◆ **TASK DETAILS**
Copy out every line holding the string "kubernetes" from the records below.

[Dataset entries]
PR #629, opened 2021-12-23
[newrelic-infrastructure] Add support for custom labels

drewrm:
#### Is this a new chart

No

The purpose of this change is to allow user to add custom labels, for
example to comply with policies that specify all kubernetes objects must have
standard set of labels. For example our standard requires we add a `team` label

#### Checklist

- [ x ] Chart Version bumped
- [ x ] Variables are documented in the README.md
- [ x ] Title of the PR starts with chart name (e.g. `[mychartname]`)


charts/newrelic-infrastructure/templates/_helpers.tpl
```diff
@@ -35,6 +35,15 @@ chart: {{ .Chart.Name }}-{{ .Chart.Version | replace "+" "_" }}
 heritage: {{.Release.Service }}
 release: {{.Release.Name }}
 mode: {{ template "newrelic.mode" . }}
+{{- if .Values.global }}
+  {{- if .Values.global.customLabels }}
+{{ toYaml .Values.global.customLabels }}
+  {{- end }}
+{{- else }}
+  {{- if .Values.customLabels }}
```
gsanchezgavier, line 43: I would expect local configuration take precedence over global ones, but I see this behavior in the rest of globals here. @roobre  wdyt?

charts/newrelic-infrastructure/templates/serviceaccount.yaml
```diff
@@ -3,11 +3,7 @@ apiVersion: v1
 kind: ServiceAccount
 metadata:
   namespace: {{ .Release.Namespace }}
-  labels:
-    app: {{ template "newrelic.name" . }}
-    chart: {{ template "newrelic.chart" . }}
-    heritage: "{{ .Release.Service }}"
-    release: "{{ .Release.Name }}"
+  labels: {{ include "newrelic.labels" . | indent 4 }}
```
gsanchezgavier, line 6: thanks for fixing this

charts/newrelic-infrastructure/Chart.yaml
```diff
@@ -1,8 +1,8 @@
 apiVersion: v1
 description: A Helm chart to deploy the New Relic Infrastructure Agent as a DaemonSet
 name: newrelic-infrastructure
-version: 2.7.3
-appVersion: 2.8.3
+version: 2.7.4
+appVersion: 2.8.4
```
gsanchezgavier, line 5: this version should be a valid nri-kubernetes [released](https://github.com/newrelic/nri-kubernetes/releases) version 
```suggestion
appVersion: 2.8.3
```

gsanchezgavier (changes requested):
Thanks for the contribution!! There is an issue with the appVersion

◆ **ANSWER FOR THIS EXERCISE**
example to comply with policies that specify all kubernetes objects must have
gsanchezgavier, line 5: this version should be a valid nri-kubernetes [released](https://github.com/newrelic/nri-kubernetes/releases) version 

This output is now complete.